Records from a collection

/---

PR #2210, opened 2021-11-16
Desi legacy survey

burnout87:


burnout87:
As advised in #2192 , the various renaming have been applied

keflavich:
Thanks.  We still need a few things before this is merged:
1. Documentation.  At least basic documentation describing the purpose and use of this tool should be added as `docs/desi.rst`
2. Non-remote tests.  At least one non-remote test is needed - we can help guide you in how to do this, but following existing examples from other modules is probably the best way to go. 
3. Cleanup.  There is a bunch of commented-out text from the tutorial.  This text is harmless, but we'd prefer to have it removed before merging.

bsipocz:
@burnout87 - thanks for the PR. Before going into a more formal/thorough review, could you please rebase to get rid of the merge commits, as well as to squash the commits that add the test files? Those files need to be cut back a lot in size, currently, the new module's test data takes up 75+% of all of astroquery's size. Thanks!

astroquery/desi/core.py
```diff
@@ -0,0 +1,140 @@
...
+
+__all__ = ['DESILegacySurvey', 'DESILegacySurveyClass']
+
+
+@async_to_sync
+class DESILegacySurveyClass(BaseQuery):
+    URL = conf.server
+    TIMEOUT = conf.timeout
+
+    def query_region_async(self, coordinates, radius, data_release=9):
```
ceb8, line 30: I am unclear as to why this function is written as an async function, it seems like the same results get returned whichever version the user calls.

astroquery/desi/core.py
```diff
@@ -0,0 +1,140 @@
...
+        coordinates : str or `astropy.coordinates`.
+            coordinates around which to query
+        radius : str or `astropy.units.Quantity`.
+            the radius of the cone search
+
+        Returns
+        -------
+        response : `requests.Response`
+            The HTTP response returned from the service.
+            All async methods should return the raw HTTP response.
```
ceb8, line 45: This function does not seem to return an HTTP response as it should if it is going to be an async function.

astroquery/desi/core.py
```diff
@@ -0,0 +1,140 @@
...
+        mask = tap_result['type'] != 'D'
+        filtered_table = tap_result[mask]
+
+        return filtered_table
+
+    def get_images_async(self, position, survey, coordinates=None, data_release=9,
+                         projection=None, pixels=None, scaling=None,
+                         sampler=None, resolver=None, deedger=None, lut=None,
+                         grid=None, gridlabels=None, radius=None, height=None,
+                         width=None, cache=True, show_progress=True, image_band='g'):
```
ceb8, line 66: As in the query_region_async function I don't see any difference between the async and sync versions of this function, async functions should always return HTTP response objects.

astroquery/desi/core.py
```diff
@@ -0,0 +1,140 @@
...
+        A list of context-managers that yield readable file-like objects
+        """
+
+        image_size_arcsec = radius.arcsec
+        pixsize = 2 * image_size_arcsec / pixels
+
+        image_url = 'https://www.legacysurvey.org/viewer/fits-cutout?ra=' + str(position.ra.deg) + '&dec=' + str(position.dec.deg) + '&size=' + str(
+            pixels) + '&layer=ls-dr' + str(data_release) + '&pixscale=' + str(pixsize) + '&bands=' + image_band
+
+        print("image_url: ", image_url)
```
ceb8, line 79: Suggest offering a way to suppress this print statement by having a verbose argument or similar.

astroquery/desi/core.py
```diff
@@ -0,0 +1,140 @@
...
+        return [fits_file]
+
+    def _parse_result(self, responses, verbose=False):
+        tables_list = []
+        output_table = Table()
+        tmp_dir_list = []
+
+        # handles the cases of query_region with TAP which returns a Table
+        # or get_images which should return a list of HDUList, and here in DESILegacySurvey
+        # a list of one HDUList object is returned
```
ceb8, line 98: What are the cases where this is not true?

astroquery/desi/tests/test_module_remote.py
```diff
@@ -0,0 +1,65 @@
...
+
+        ra = Angle('11h04m27s', unit='hourangle').degree
+        dec = Angle('+38d12m32s', unit='hourangle').degree
+        coordinates = SkyCoord(ra, dec, unit='degree')
+
+        radius = Angle(5, unit='arcmin')
+
+        query1 = astroquery.desi.DESILegacySurvey.query_region(coordinates, radius=radius, data_release=9)
+        print("Test completion: ", time.time() - t0)
+        print(query1['ra', 'dec', 'type'])
```
ceb8, line 29: Remove print statements in the testing suite (only mentioning it here, but remove them throughout).

ceb8 (changes requested):
This is looking very good! Most of my comments are small, the two bigger items are:
1. The examples in the docs don't run as-is.
2. The async functions don't seem to actually be async, in that they don't return HTTP responses. They either need to follow the async API specs or not be called async.

astroquery/desi/core.py
```diff
@@ -0,0 +1,395 @@
...
+from numpy import pi, cos
+# export all the public classes and methods
+__all__ = ['DESILegacySurvey', 'DESILegacySurveyClass']
+
+# declare global variables and constants if any
+
+
+# Now begin your main class
+# should be decorated with the async_to_sync imported previously
+from astropy.io.fits import HDUList
```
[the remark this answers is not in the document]
burnout87: This was already moved up, I see the code used for your review is outdated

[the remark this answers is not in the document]
ceb8: Ah woops, I think I started writing comments ages ago and then forgot to check if they were still relevant. Apologies.

bsipocz:
My comment above still stands, please rebase/squash out the commits so bigger test files are not added and then removed in the history

burnout87:
thanks for your time. The first iteration of comments has been addressed.

astroquery/desi/core.py
burnout87: Thanks for the comment, that is a valid point I was not considering. Answer is quite simple: no it does not at the current state. So, it can be removed.

burnout87: It has now been removed.

burnout87:
> My comment above still stands, please rebase/squash out the commits so bigger test files are not added and then removed in the history

Comments squashing executed.

astroquery/desi/core.py
```diff
@@ -0,0 +1,77 @@
...
+
+        tap_result = tap_service.run_sync(qstr)
+        tap_result = tap_result.to_table()
+        # filter out duplicated lines from the table
+        mask = tap_result['type'] != 'D'
+        filtered_table = tap_result[mask]
+
+        return filtered_table
+
+    def get_images(self, position, data_release=9, pixels=None, radius=None, show_progress=True, image_band='g'):
```
bsipocz, line 53: Make optionals kwarg only. Please do this for the rest of the methods, too, I won't comment on it elsewhere.

```suggestion
    def get_images(self, position, *, data_release=9, pixels=None, radius=None, show_progress=True, image_band='g'):
```

astroquery/desi/core.py
```diff
@@ -0,0 +1,77 @@
...
+        """
+        Returns
+        -------
+        A list of `astropy.io.fits.HDUList` objects.
+        """
+
+        image_size_arcsec = radius.arcsec
+        pixsize = 2 * image_size_arcsec / pixels
```
bsipocz, line 61: This would raise an exception going with the default values

astroquery/desi/core.py
```diff
@@ -0,0 +1,77 @@
...
+        return filtered_table
+
+    def get_images(self, position, data_release=9, pixels=None, radius=None, show_progress=True, image_band='g'):
+        """
+        Returns
+        -------
+        A list of `astropy.io.fits.HDUList` objects.
+        """
+
+        image_size_arcsec = radius.arcsec
```
bsipocz, line 60: This would raise an exception with the default value

astroquery/desi/core.py
```diff
@@ -0,0 +1,77 @@
...
+        pixsize = 2 * image_size_arcsec / pixels
+
+        image_url = 'https://www.legacysurvey.org/viewer/fits-cutout?ra=' + str(position.ra.deg) + '&dec=' + str(position.dec.deg) + '&size=' + str(
```
bsipocz, line 63: Use fstring and url from config

astroquery/desi/tests/setup_package.py
```diff
@@ -0,0 +1,10 @@
+# Licensed under a 3-clause BSD style license - see LICENSE.rst
+import os
+
+
+def get_package_data():
+    paths = [os.path.join('data', '*.txt'),
+             os.path.join('data', '*.fits'),
+             os.path.join('data', '*.fits.gz'),
```
bsipocz, line 8: you don't have `fits.gz` files, no need for this line

astroquery/desi/tests/test_module.py
```diff
@@ -0,0 +1,132 @@
+import astropy.io.votable
```
bsipocz, line 1: rename this file from `test_module` to `test_desi`, as well as the remote tests file.

astroquery/desi/tests/test_module.py
```diff
@@ -0,0 +1,132 @@
...
+import pytest
+import os
+import numpy as np
+import pyvo as vo
+
+from astropy.table import Table
+from astropy.io import fits
+from pyvo.dal import TAPResults
```
bsipocz, line 9: why not use this similarly to TAPService as `vo.dal.TAPResults`? I'm OK either way, just wondering if there is a reason.

astroquery/desi/tests/test_module.py
```diff
@@ -0,0 +1,132 @@
...
+pixels = 60
+data_release = 9
+emispheres_list = ['north', 'south']
+
+
+@pytest.fixture
+def patch_get(request):
+    try:
+        mp = request.getfixturevalue("monkeypatch")
+    except AttributeError:  # pytest < 3
```
bsipocz, line 34: no need for this, we only support python 3.7+

astroquery/desi/tests/test_module.py
```diff
@@ -0,0 +1,132 @@
...
+import pyvo as vo
+
+from astropy.table import Table
+from astropy.io import fits
+from pyvo.dal import TAPResults
+from urllib import parse
+from contextlib import contextmanager
+
+from ... import desi
+from ...utils.mocks import MockResponse
```
bsipocz, line 14: do use absolute imports, we're slowly cleaning up the codebase, but new stuff should have it.

astroquery/utils/commons.py
```diff
@@ -42,10 +42,13 @@ def FK4CoordGenerator(*args, **kwargs):
     return coord.SkyCoord(*args, frame='fk4', **kwargs)
 
 
+def ArcminRadiusGenerator(*args, **kwargs):
```
bsipocz, line 45: Why do we need this? Use coord.Angle directly in the code.

docs/desi/desi.rst
```diff
@@ -0,0 +1,111 @@
...
+that can be formulated.
+
+Query a region
+===============
+
+This example shows how to query a certain region with DesiLegacySurvey.
+We'll use a set of coordinates that define the region of interest,
+and search within a 5 arcmin radius.
+
+.. code-block:: python
```
bsipocz, line 21: Use the `.. doctest-remote-data::` directive instead of `code-block`, here and everywhere below, otherwise all these make the tests fail.

docs/desi/desi.rst
```diff
@@ -0,0 +1,111 @@
...
+    >>> radius_input = 3
+    >>> pixels = 1296000
+
+    >>> pos = SkyCoord(ra, dec, unit='degree')
+    >>> radius = Angle(radius_input, unit='arcmin')
+    >>> pixels = 60
+    >>> im = DESILegacySurvey.get_images(pos, data_release=9, radius=radius, pixels=pixels)
+
+.. code-block:: python
+
```
bsipocz, line 110: you need to write the whole example script as one big block, along with the output, have a look at the other modules (e.g. cadc or ipac.irsa) for examples. If you run the remote tests on this file, edit it until it passes. (`python setup.py test -t docs/desi/desi.rst -R`)

bsipocz (changes requested):
It's getting there, thanks.

Here is my first round of review, most of the items are minor, and are needed to fix the failures we see in CI, etc.

astroquery/desi/core.py
```diff
@@ -0,0 +1,77 @@
...
+        Parameters
+        ----------
+        coordinates : str or `astropy.coordinates`.
+            coordinates around which to query
+        radius : str or `astropy.units.Quantity`.
+            the radius of the cone search
+
+        Returns
+        -------
+        response : `astropy.table.Table`
```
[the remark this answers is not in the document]
burnout87: Can you give me more details on this comment? The `query_region` method is no longer async

astroquery/template_module/tests/test_module_remote.py
```diff
@@ -1,7 +1,7 @@
 # Licensed under a 3-clause BSD style license - see LICENSE.rst
 
 
-# performs similar tests as test_module.py, but performs
+# performs similar tests as test_desi.py, but performs
```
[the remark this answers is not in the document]
bsipocz: (practical rule of thumb: when you `git add`, get into the habit of adding files/changes specifically, refrain from adding "all". It's not much slower in practice, but would avoid committing unrelated changes.)

astroquery/desi/core.py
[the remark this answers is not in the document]
bsipocz: you're right, I likely was stuck in the view of an old version as clearly remember to see `_async` in the name of the method. 

In this case, though I don't think the `async_to_sync` decorator has any effect on the class.

astroquery/template_module/tests/test_module_remote.py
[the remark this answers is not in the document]
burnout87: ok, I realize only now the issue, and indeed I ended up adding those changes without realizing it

\---

* _REQUIRED WORK_: Out of the preceding entries, pull every line containing the string "least".

* _OUTPUT OF THE TASK_:
1. Documentation.  At least basic documentation describing the purpose and use of this tool should be added as `docs/desi.rst`
2. Non-remote tests.  At least one non-remote test is needed - we can help guide you in how to do this, but following existing examples from other modules is probably the best way to go. 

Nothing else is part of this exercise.